Yep. You pretty much sign over all your IP rights when you get hired as a grad student, anywhere. If you're lucky, you'll get founders' stock in the spin-off if they recognise that they need to hire you in order for the company to be successful. Planning for this, however, means hiding key pieces of your research from the academic community. It's quite a scam.

[identity profile] maradydd.livejournal.com 2005-10-20 09:34 pm (UTC)(link)
My answer to this so far has been to GPL everything that I think is even remotely useful.

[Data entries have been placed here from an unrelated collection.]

PR #332, opened 2018-04-15
Fix yarn caching on CircleCI

tdeekens:


.circleci/config.yml
```diff
@@ -4,14 +4,14 @@ aliases:
...
-      - v2-yarn-cache
+      - v3-yarn-cache-{{ checksum "yarn.lock" }}
+      - v3-yarn-cache
 
   - &save_yarn_cache
     name: Saving cache
-    key: v2-yarn-cache-{{ checksum "yarn.lock" }}
+    key: v3-yarn-cache-{{ checksum "yarn.lock" }}
     paths:
-      - node_modules
```
emmenko: NOTE that now you always need to run `yarn install` after you've restored the cache in order to recreate `node_modules`.
I think in this repo it's fine and you probably don't need to do that. 

Just a heads-up in case you "only" restore the cache 😉

tdeekens: Yeah that's true. But I find it rather safe and logical to do that. Just hoping that copying over some folder will make things work is quite optimistic 😄.

PR #363, opened 2018-04-27
fix(react/configure): unsetting of pending adapter args

tdeekens:


packages/react/modules/components/configure-adapter/configure-adapter.js
```diff
@@ -69,10 +69,20 @@ export default class ConfigureAdapter extends PureComponent<Props, State> {
...
+       *   a batched `setState` otherwise outdated `adapterArgs` may be
+       *   applied as the `setState` is actually performed later.
+       */
+      this.pendingAdapterArgs = null;
+
+      return {
+        ...prevState,
+        appliedAdapterArgs: nextAdapterArgs,
+      };
+    });
```
dferber90: I don't fully get the comment... but I'm missing a ton of context anyways.

Would one of these two solutions be preferable?

```js
this.pendingAdapterArgs = null;
this.setState(prevState => {})
```

```js
this.setState(
  prevState => {},
  () => { this.pendingAdapterArgs = null; }
)
```

Just a suggestion as I've never seen a side-effect within the `setState`.

tdeekens: Oh shit. Thanks. Will do

packages/react/modules/components/configure-adapter/configure-adapter.spec.js
```diff
@@ -444,7 +464,7 @@ describe('interacting', () => {
       beforeEach(() => {
         wrapper.instance().setPendingAdapterArgs({
           adapterArgs: nextAdapterArgs,
-          options: { exashouldOverwritect: false },
```
emmenko: LoL 😅

tdeekens: Yeah late night coding doesn't do anyone good :)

[identity profile] yllafairy.livejournal.com 2005-10-21 12:45 am (UTC)(link)
but that's still very different from working for, say, an architecture company, where the hours you put in directly translate into what you company can bill your client. so in a "real job" your hours can be specifically counted in monetary units, and even if you're part of the overhead, you're still helping the company work well and make money. whereas in an academia job, even if you get private capital, you usually count things in terms of results (like solving equations or getting a piece of code to work). your work does not "make money"... so you're not as likely to get rich writing string theory as you are coding microsoft excel.

[identity profile] enochsmiles.livejournal.com 2005-10-20 08:59 pm (UTC)(link)
but I've gotten so used to having arguments with advisers that I'm ready to leave academia for the real world.

Oh, that's so much worse in the real world. Enjoy not having clueless managers while you can.

[identity profile] maradydd.livejournal.com 2005-10-20 09:09 pm (UTC)(link)
Behold the reason why I am reluctant to leave IDT. Maybe that's why a lot of managers have so little clue -- Andy has it all.